I was torn. I was beyond grateful to Reggie for putting himself out there and for partially praising me.
But while he was talking, I’d had a thought: the Tuxes are secretive for a reason.
Maybe my wanting to promote my participation was ego-based rather than honest. And maybe I should keep my goings-on, however scrapbook-worthy, more private, for the sake of my family and Reggie.
My parents are already concerned about me, but their fretfulness doesn’t cover my death at the hands and machetes of hooded guerrillas.
And the more they were told, the more tempted they’d be to repeat confidential tidbits.
Maybe Reggie was sending me a necessary heads-up about why it was imperative for the Tuxedo Society to maneuver far from gossip and intrusion.
“Andrew and I were introduced by our mutual friend Brock,” Reggie added, not technically lying. “And we’ve been enjoying ourselves.”
“I love Brock,” said Jenn. “He always notifies me right before Ralph’s fall things get shipped to the store.”
As the evening went on, my mom remained in private conversation with Reggie.

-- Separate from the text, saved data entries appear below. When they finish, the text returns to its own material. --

PR #409, opened 2024-02-26
Version floor for google-cloud-storage

### LINKED ISSUE #408: What google-cloud-storage versions are supported?
The recent v0.18.0 release no longer works with google-cloud-storage 1.43, due to PR #391:

```
INFO:__main__:API:   File "/usr/local/lib/python3.11/site-packages/cloudpathlib/__init__.py", line 8, in <module>
INFO:__main__:API:     from .gs.gspath import GSPath
INFO:__main__:API:   File "/usr/local/lib/python3.11/site-packages/cloudpathlib/gs/__init__.py", line 1, in <module>
INFO:__main__:API:     from .gsclient import GSClient
INFO:__main__:API:   File "/usr/local/lib/python3.11/site-packages/cloudpathlib/gs/gsclient.py", line 19, in <module>
INFO:__main__:API:     from google.cloud.storage import transfer_manager
INFO:__main__:API: ImportError: cannot import name 'transfer_manager' from 'google.cloud.storage' (/usr/local/lib/python3.11/site-packages/google/cloud/storage/__init__.py)
```

This old version of google-cloud-storage does not provide `transfer_manager`, which was presumably added in 2.x.

Previous cloudpathlib releases did work with this old google-cloud-storage, or at least they worked well enough to import successfully and for basic functionality to work.

Admittedly it's silly of us to still be using this old version and we should probably update our google-cloud-storage requirements, but I didn't notice any required version specified in _pyproject.toml_ (whereas there is a listed minimum for other backends) or elsewhere:

```toml
[project.optional-dependencies]
azure = ["azure-storage-blob>=12"]
gs = ["google-cloud-storage"]
s3 = ["boto3>=1.34.0"]
```

Does cloudpathlib have a recommended or required minimal version for google-cloud-storage?

jayqi:
Fixes an import error when cloudpathlib is installed alongside an incompatible version of google-cloud-storage.

I think the plan here should be:

- Merge this into branch `hotfix/v0.18.1-google-cloud-storage` which we tag and maintain as the source for a v0.18.1 release.
- Yank v0.18.0, so that resolvers will not install v0.18.0 alongside `google-cloud-storage<2.7.0`

Closes #408.

### DIFF
--- a/HISTORY.md
+++ b/HISTORY.md
@@ -2,7 +2,7 @@
 
 ## v0.18.1 (2024-02-26)
 
-- Fixed import error due to incompatible google-cloud-strage by adding a version floor. ([Issue #408](https://github.com/drivendataorg/cloudpathlib/issues/408)) 
+- Fixed import error due to incompatible google-cloud-strage by adding a version floor. ([Issue #408](https://github.com/drivendataorg/cloudpathlib/issues/408), (PR #409)[https://github.com/drivendataorg/cloudpathlib/pull/409]) 
 
 **Note: This is the last planned Python 3.7 compatible release version.**
 
--- a/HISTORY.md
+++ b/HISTORY.md
@@ -4,6 +4,8 @@
 
 - Fixed import error due to incompatible google-cloud-strage by adding a version floor. ([Issue #408](https://github.com/drivendataorg/cloudpathlib/issues/408), (PR #409)[https://github.com/drivendataorg/cloudpathlib/pull/409]) 
 
+Includes all changes from v0.18.0.
+
 **Note: This is the last planned Python 3.7 compatible release version.**
 
 ## 0.18.0 (2024-02-25) (Yanked)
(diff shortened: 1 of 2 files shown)


pjbull:
@jayqi I had mocked a slightly different fix to support older versions like this: https://github.com/drivendataorg/cloudpathlib/commit/7e3a4696f41d239dd74fe6c86a3616df93d2343c

Thoughts?

jayqi:
Supporting both cases is more complexity so I have a weak preference against it—I recognize that your fix is not hugely complicated. I do think we'd also want to log a warning or something though, if someone tries to use it and it ends up not happening. google-cloud-storage v2.6.0 is from November 2022. 

Either way, I think we'll want to yank v0.18.0,

pjbull:
Yeah, agreed the release/yank plan looks good, thanks for figuring that out.

The only reason I have a slight preference for supporting both is that it seems that at least a couple people hit this pretty quickly so there may be a fair number of systems on older `google-cloud-storage` versions (and the fix is pretty isolated).

jayqi:
I'm okay with that. Feel free to open a new branch/PR off of [`hotfix/v0.18.1-google-cloud-storage`](https://github.com/drivendataorg/cloudpathlib/tree/hotfix/v0.18.1-google-cloud-storage) and borrow whatever changes from this PR seem worthwhile to keep.

jayqi:
Closed in favor of #410.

I eavesdropped, but my attention kept getting pulled elsewhere, especially by Jenn reciting the particulars of her upcoming nuptials: “My pre-bachelorette party will be at Cipriani on East 42nd, where the theme will be a timeline of my pores. I’ve already posted a video history on my Insta, revealing how I’ve minimized blackheads and cysts through alternating toners.
The bachelorette party itself is planned for a suite at the Ritz-Carlton, where we’ll have a build-a-Barbie station, so guests can bring Barbie from stylish workwear through evening sparkle, based on my personal wardrobe.
Brayden and I are meeting with Rabbi Aaron Harklin, who counsels couples on remaining faithful by reading the Torah, making time for each other, and designing bathrooms with not just his-and-her sinks but his-and-her commodes so there’s no waiting time or playing the blame game when it comes to toilet tissue hoarding. ”
After the group had finished our meal and were back in the living room for coffee and rugelach from my dad’s favorite bakery, Jenn took Brayden’s hand and continued their itinerary.
The rehearsal dinner would have a Bridgerton “bustles and breeches” motif, with gavotte lessons available that afternoon.
The ceremony itself would take place at a Midtown hotel ballroom with two hundred guests, “just friends, family, and patients whose lives we’ve touched.
” Jenn’s twelve bridesmaids were classmates from her various schools, her BFF Bailey-Brianna, Natalie Portman’s breathing coach, and “at least one Golden Globe winner, I’m not saying who, in order to build suspense, but she loves me because I once drained an infected pimple on her cheek the night before she was being photographed for the cover of Welsh Vogue. ”
As Jenn plotted the reception, the after-party, the wedding breakfast, and the two-week-long honeymoon at a resort in Turks and Caicos, Brayden nodded but didn’t participate, either because interrupting Jenn might pose a physical threat, or because they’d planned everything together and Brayden endorsed Jenn’s accuracy.
The night ended with the assembled physicians checking their phones regarding, in the case of Samira, treating an infected gallbladder in an hour, and for Brayden, an emergency browlift tomorrow on a fifteen-year-old who’d just been accepted at an exclusive summer camp and wanted to look fourteen.